The tragedy is that my family's scenario is not uncommon: the same event happened to my neighbor across the street with her elderly father two years ago. As I share my frustration regarding my mother's final weeks, colleagues and friends share similar stories.

In the industry's big push to adopt electronic health records and other health IT, and to connect these systems so our healthcare providers can have the complete patient information to make informed decisions, we need to ask ourselves this: How can we share meaningful information across the healthcare industry if we have an information breakdown within the four walls of a healthcare organization - among clinicians and staff, between clinicians and family members, and between clinicians and staff and the patient?

On the Side of Advocacy
While I thought throughout the four-plus weeks my mother was in the acute-care hospital that I was being her advocate - asking questions of the respiratory therapists, physical and occupational therapists, speech therapists, nurses, physicians and specialists - I was asking the wrong questions. When I arrived in town to help my sisters watch over our mother, I should have been a true advocate. I should have requested a meeting with one of the physicians and asked the bigger questions: Do you have her healthcare directive? No, well, here it is and let the staff know about the recent changes, so that they are not "chasing numbers" or appeasing family members whom they think want to keep their loved ones alive at all costs. What is her overall prognosis?

Virginia and other states are in the process of putting healthcare directives in a registry and at some point down the road connecting them to state health information exchanges. When families are dealing with medical emergencies, they won't have to worry about whether or not their loved ones' healthcare directives have followed them from one healthcare facility to the next. I'm not sure where California is in terms of implementing a healthcare directive registry, but I hope it's on some policymaker's list.

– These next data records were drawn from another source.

PR #136, opened 2018-08-14
NIFIREG-194: Updated VersionedConnection to support load balancing co…

markap14:
…nfiguration

### DIFF
--- a/nifi-registry-data-model/src/main/java/org/apache/nifi/registry/flow/VersionedConnection.java
+++ b/nifi-registry-data-model/src/main/java/org/apache/nifi/registry/flow/VersionedConnection.java
@@ -35,6 +35,11 @@ public class VersionedConnection extends VersionedComponent {
     private List<String> prioritizers;
     private List<Position> bends;
 
+    private String loadBalanceStrategy;
+    private String partitioningAttribute;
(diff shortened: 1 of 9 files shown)


nifi-registry-data-model/src/main/java/org/apache/nifi/registry/flow/VersionedConnection.java
```diff
@@ -134,6 +139,36 @@ public void setPrioritizers(List<String> prioritizers) {
...
+            "unset or is set to any other value, the Partitioning Attribute has no effect.")
+    public String getPartitioningAttribute() {
+        return partitioningAttribute;
+    }
+
+    public void setPartitioningAttribute(final String partitioningAttribute) {
+        this.partitioningAttribute = partitioningAttribute;
+    }
+
+    @ApiModelProperty("Whether or not compression should be used when transferring FlowFiles between nodes")
```
bbende: Is there a list of allowable values for the types of compression?

markap14:
@bbende good catch. Yes, there should be allowable values added there. Just pushed another commit to address.

bbende:
Looks good to me, will merge, thanks!

PR #139, opened 2018-09-07
NIFIREG-198 Fix VersionedRemoteProcessGroup targetUri bug

kevdoran:
VersionedRemoteProcessGroup has two fields: targetUri and targetUris. They do not have simple getters, but rather each will fallback to using the other. Given how they are described, for certain combinations of targetUri and targetUris, they do not work correctly (mainly, when targetUri is not set and targetUris contains only a single value).

Furthermore, in NiFi only TargetUris is used/needed. It was a replacement for targetUri when the requirement for multiple URIs was added. Therefore, in addition to fixing the bug descirbed above, targetUri can be deprecated and dropped in future versions of NiFi Registry.


bbende:
+1 looks good and will merge, thanks!

PR #142, opened 2018-09-21
NIFIREG-200 Update dependencies

kevdoran:
- Update Jetty to version 9.4.11.v20180605
- Update Spring Boot to version 2.0.4.RELEASE
- Update Spring Security to version 5.0.7.RELEASE
- Update Jackson to version 2.9.6
- Drop Guava (was unused) from nifi-registry-web-api

### DIFF
--- a/nifi-registry-web-api/pom.xml
+++ b/nifi-registry-web-api/pom.xml
@@ -312,11 +312,6 @@
             <artifactId>jjwt</artifactId>
             <version>0.7.0</version>
         </dependency>
-        <dependency>
-            <groupId>com.google.guava</groupId>
-            <artifactId>guava</artifactId>
-            <version>18.0</version>
-        </dependency>
         <!-- Test Dependencies -->
         <dependency>
             <groupId>org.apache.nifi.registry</groupId>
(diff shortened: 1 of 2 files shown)


kevdoran:
@bbende if you could review this when you get a chance that would be appreciated

alopresto:
@kevdoran any reason you decided on 18.0 for guava? Looks like the most recent release is 26.0 [Guava](https://github.com/google/guava).

kevdoran:
Good catch @alopresto. I was simply trying to pin a single version of Guava as we were using 18.0 but 17.0 was being pulled in transitively. But I don't see any reason not to pin version 26.0, so I updated my branch to use that. Compilation and runtime seem unaffected. Thanks!

bbende:
Reviewing..

bbende:
This looks good and I'll merge to master.

Something I noticed while reviewing this (not a result of anything in this PR), is that the nifi-registry-extensions modules are impacted by the top-level dependency management, which could have unforeseen consequences.

I created this JIRA with further information: https://issues.apache.org/jira/browse/NIFIREG-201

Lastly, I would appeal to the acute-care facilities that deal with patients like my mother. Before my mother's morphine drip commenced, the nurse assigned to my mother told my oldest sister that several vents were going to be turned off that night. These acute-care facilities obviously deal with these situations on a regular basis. I wondered: How many of those families did not get the complete medical narrative of their loved ones before the decision to take them off the vent was made? Can't these acute-care facilities be the obvious agents of change and retool their processes so communication is open and clear across all stakeholders, everyone has the vital information before them, no gaps in care exist and no futile procedures are done?

It would save a lot of heartache of a different kind at a time when families are already dealing with the heartache of having to lose a loved one.